Brief
Find the lines holding the string "your" in the data, then copy all of them.
** Provided records follows **
PR #460, opened 2026-01-13
Fixed pagination for Organization Users table

### LINKED ISSUE #441: Organization Users table is showing incorrect number of pages
**Description**

The `UsersTable.tsx` and its associated endpoint (`@Get(':oid/get_users{/:page}')`) does not show/handle the total number of users (see below)

Image

The endpoint needs to be modified to return the total number of users *in addition to* the 50 (or less) users for that page (the return-type for the endpoint will need to be modified).

The query inside `getUsers()` inside organiztion.service will need to be updated to include the COUNT (or perhaps make a seperate query by doing `OrganizationUser.count({orgId})` kinda thing)

mahigangal:
# Description

The Organization Users table now returns and displays the real total user count. Pagination displays only the actual number of pages, and the Next/Previous controls are enabled only when multiple pages are available. Each page shows up to 50 users. Previously, the total was hardcoded to 5000, which created ~100 phantom pages.

Backend `@Get(':oid/get_users{/:page}')` now uses `getManyAndCount()` to return both the paginated users and the total count, instead of relying on a fixed total. The frontend `UsersTable` now reads `response.total` and passes it to the Pagination component, so page counts and Next/Previous controls accurately reflect the total. Each page still shows up to 50 users.

Screenshot 2026-01-12 at 11 24 02 PM

Closes #441 

## Type of change

# How Has This Been Tested?

Manual Tests: The maximum number of users that can be displayed on a single page is 50. Right now, there are only 6 users in the system; therefore, the system only shows one page with the Next arrow disabled. I tested the functionality by temporarily setting the maximum number of users that can be displayed on a single page to 5. In this case, I could visit page 1 (showing 5 users) and page 2 (showing 1 user) using the Next and Previous arrows. When multiple pages get created, 'Go to _ page' is visible and works to go to a specific page. 

Unit tests (organization.service.spec.ts): Updated assertions to expect {users, total} structure instead of just users array

organization.integration.ts.snap: Updated snapshot to match new API response format with total count

# Checklist:

### DIFF
--- a/packages/server/src/organization/organization.service.ts
+++ b/packages/server/src/organization/organization.service.ts
@@ -196,12 +196,9 @@ export class OrganizationService {
       });
 
     if (search) {
-      const likeSearch = `%${search.replace(/\s+/g, '').toUpperCase()}%`;
-
-      organizationUsers.andWhere(
-        `UPPER(REPLACE(user.name, ' ', '')) LIKE :search`,
-        { search: likeSearch },
-      );
+      organizationUsers.andWhere(`user.name ILIKE :search`, {
+        search: `%${search}%`,
+      });
     }
 
     organizationUsers


packages/server/src/organization/organization.controller.ts
```diff
@@ -1431,9 +1431,8 @@ export class OrganizationController {
     @Param('oid', ParseIntPipe) oid: number,
     @Param('page', ParseIntPipe) page: number,
     @Query('search') search: string,
-  ): Promise<OrgUser[]> {
+  ): Promise<{ users: OrgUser[]; total: number }> {
```
bhunt02: use the DTO class you wrote in common/index.ts

packages/server/src/organization/organization.service.ts
```diff
@@ -185,58 +185,42 @@ export class OrganizationService {
...
-      const likeSearch = `%${search.replace(' ', '')}%`.toUpperCase();
+      const likeSearch = `%${search.replace(/\s+/g, '').toUpperCase()}%`;
+
       organizationUsers.andWhere(
-        new Brackets((q) => {
-          q.where('UPPER("UserModel".name) like :searchString', {
-            searchString: likeSearch,
-          });
-        }),
+        `UPPER(CONCAT(user.firstName, user.lastName)) LIKE :search`,
```
bhunt02: did you make sure to test the search out, btw? i'm getting some red flags - postgres requires quotations around camel case properties and typeorm qb doesnt always infer

mahigangal: Thank you for pointing this out. I have fixed this query with `UPPER(REPLACE(user.name, ' ', '')) LIKE :search` to use the database name column, instead of raw concatenation. I am also removing the spaces from both the search input and the name column to ensure matching. 

I tested the search, and it is working with all edge cases I could think of. Please let me know if there are still any red flags.

packages/server/src/organization/organization.service.ts
```diff
@@ -185,58 +185,42 @@ export class OrganizationService {
...
-        UserModel,
-        'UserModel',
-        'UserModel.id = OrganizationUserModel.userId',
-      )
-      .where('OrganizationUserModel.organizationId = :organizationId', {
+  ): Promise<{ users: OrgUser[]; total: number }> {
+    const organizationUsers = OrganizationUserModel.createQueryBuilder(
+      'orgUser',
+    )
+      .leftJoinAndSelect('orgUser.organizationUser', 'user')
```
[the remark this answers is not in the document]
bhunt02: had a feeling...

bhunt02 (approved):
i'd wait for adam's review, but after addressing comments nothing jumps out as problematic to me

AdamFipke (changes requested):
meant to request changes my bad

AdamFipke (approved):
tested it with the new search, looks to work good!

PR #244, opened 2016-04-23
Add default and looping animations

### LINKED ISSUE #45: Animation: default
The idea is that something has a user-defined default animation (i.e. standing still). 

Whenever someone wants to do something (i.e. animate a "grab", "jump", "kick", "nod", etc.), he calls a function and duration:
```go
something.Animate(ACTION_JUMP, time.Second * 0.5)
```
It animates as it normally would, but instead of repeating it, it would go back to animating the default behavior. 

Thoughts? @paked @matiwinnetou

paked:
Fixes #45.

### DIFF
--- a/animation.go
+++ b/animation.go
@@ -6,24 +6,26 @@ import (
 	"engo.io/ecs"
 )
 
-type AnimationAction struct {
+type Animation struct {
 	Name   string
 	Frames []int
+	Loop   bool
 }
 
 // Component that controls animation in rendering entities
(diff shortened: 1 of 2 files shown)


paked:
This also removes some of the "name" stutter in the function names.

otraore:
Looks good to me, LGTM.

EtienneBruines:
LGTM. I don't have the time personally to test if it actually works, but if it works, you may merge it in @paked :smile:

PR #247, opened 2016-04-24
[WIP] Gopherjs support

otraore:
This is still a work in progress and requires a lot of review and improvements.

Issue #245, opened 2016-04-23
Evaluate how a minimal engo API may look like


mewmew:
I'd like to evaluate which parts of `engo` make up the *core* of the engine. In particular, it would be interesting to find out whether we may arrive at a minimal API, from which common systems and components may be implemented as standalone packages, which would use composition, message-passing and prioritization of systems as provided by `ecs` and `engo`.

An initial evaluation has identified the six base components and six base systems, namely.

1. AnimationComponent
2. AudioComponent
3. CollisionComponent
4. MouseComponent
5. RenderComponent
6. SpaceComponent

and

1. AnimationSystem
2. AudioSystem
3. CameraSystem
4. CollisionSystem
5. MouseSystem
6. RenderSystem

I think it would be a show of strength if `engo` could be implemented as a set of decoupled packages using the principles behind ECS.

I am proposing that we evaluate the feasibility of extracting these systems and components out from `engo` and creating dedicated packages for them. It is too early to tell what effects this may have on the resulting API, and we may very well decide that a single monopackage is the way to go. Still, using this as a thought-experiment it would be interesting to see the dependencies between different parts of the `engo` engine brought into light by this evaluation.

An obvious place to start is to create a dedicated package for each component and system, but also one for the window handling, as `engo` may be used headless and a clean separation between the engine and its window handling would result in a much cleaner design.

What are your thoughts on this? Is it worth evaluating?

mewmew:
From commit mewpull/engo@131842414d833847eb2a89b2d992da4b372a3146.

> Initial separation of engo into small packages.
> 
> This is still very preliminary work. Follow-up commits
> will TODOs related to the split, and further decouple
> packages from one another.
>
> Updates EngoEngine/engo#245.

The *core* branch at https://github.com/mewpull/engo/tree/core is tracking preliminary work at evaluating what the minimal API of `engo` may look like, and whether it is possible to decouple components from one another.

mewmew:
A [modified version](https://github.com/mewspring/junk/tree/master/glyph) of [Dave Cheney's glyph command](https://godoc.org/github.com/davecheney/junk/glyph) was used to visualize the dependencies between the `engo` packages of the experimental *core* branch. The modified version of `glyph` excludes standard library packages from the graphs, to focus on the interesting parts, namely the intricate dependencies between different parts of `engo`.

Including some preliminary results below.

* Dependencies of the now minimal `engo` package and the recursive dependencies of its imports.

[...]

PR #251, opened 2016-04-25
Add generic asset loader to core

### LINKED ISSUE #246: Generic asset loader
It would be nice if users had the possibility to add their own filetype / extension / loader method to our asset loader. 

To be complete, we would then use that method ourselves. 

Thinking of a generic interface, let's brainstorm. 

```go
type FileLoader interface {
    // Extensions returns the file extensions for which this FileLoader should be used, excluding the '.' in front of it
    Extensions() []string

    // Load is called with the url (location) of the file, and is called whenever the file must be loaded
    Load(url string) error

    // Unload is called with the url (location) of the file, and is called whenever the resources of the file should be freed from the memory
    Unload(url string) error
}
```

There'd also have to be a generic method of retrieving the actual resource? Or not? Kinda like our `engo.Files.Image("url")` returns an actual (loaded) image. 

Thoughts? Improvements? Changes? Always welcome.

mewmew:
Fixes #246.


mewmew:
Don't merge this yet. There is still an ongoing discussion in #246 on how the API should look like. The good thing is, there will be no merge conflict as the `core` package doesn't exist yet, and it may happily live next to the `engo` package for quite some time as it evolves, and more and more features are decoupled from `engo` and implemented in `core`.

(We may still discuss what to name the `core` package. For now, it's a good placeholder name, until we find a better one)

otraore:
@mewmew +1 for documentation.

mewmew:
> @mewmew +1 for documentation.

@otraore thanks! I always try to tell myself that if it is difficult to document how an API is working, the API is probably too complex or wrong somehow.

paked:
@mewmew I think it might be beneficial to separate the move-to-core and generic-asset-loader parts of this pull request. [As stated at the bottom of #245](https://github.com/EngoEngine/engo/issues/245#issuecomment-213953471) I'd like to avoid splitting `core` and `engo` until #247 is merged.

core/files.go
```diff
@@ -0,0 +1,68 @@
...
+)
+
+// Files manages global resource handling of registered file formats for game
+// assets.
+var Files = &Formats{formats: make(map[string]FileLoader)}
+
+// FileLoader implements support for loading and releasing file resources.
+type FileLoader interface {
+	// Load loads the given resource into memory.
+	Load(url string) error
```
paked: Could we use an `io.Reader` here, and pass the URL in as a unique ID?

core/files.go
```diff
@@ -0,0 +1,68 @@
...
+}
+
+// Register registers a resource loader for the given file format.
+func (formats *Formats) Register(ext string, loader FileLoader) {
+	formats.formats[ext] = loader
+}
+
+// Load loads the given resource into memory.
+func (formats *Formats) Load(url string) error {
+	ext := filepath.Ext(url)
```
paked: I'd read in the contents of the `io.Reader` here, obviously this would be different on web and native (don't have to worry about that right now)

mewmew:
> edit: Read your comments more thoroughly above, still think these are two separate issues and should be treated as such.

Sure, no worries. I can move `files.go` to the `engo` package, and we may later decide where everything goes when the separation of `engo` and `core` happens.

core/files.go
EtienneBruines: That's probably the best reason for doing so. Such that *no-one* has to worry about stuff like that. We fix it once, and pass an `io.Reader` for them to use.

otraore:
Hey @mewmew I don't want this PR to go stale, so if you can please bring it up to master that'd be great!

mewmew:
> Hey @mewmew I don't want this PR to go stale, so if you can please bring it up to master that'd be great!

Updated to master. Still need to figure out where this goes. It currently lives in the core directory, as I've not removed the old assets loader yet. The generic assets loader should probably replace the old assets loader, in combination with the split to *core* packages, as both of these changes will require a lot of updates to all users of `engo`.

otraore:
Closing on request of @mewmew 

>I would expect that we simply close the #251 PR in favour of the core_api PR. 

from gitter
** End of Provided records **
Exercise result
What are your thoughts on this? Is it worth evaluating?
> edit: Read your comments more thoroughly above, still think these are two separate issues and should be treated as such.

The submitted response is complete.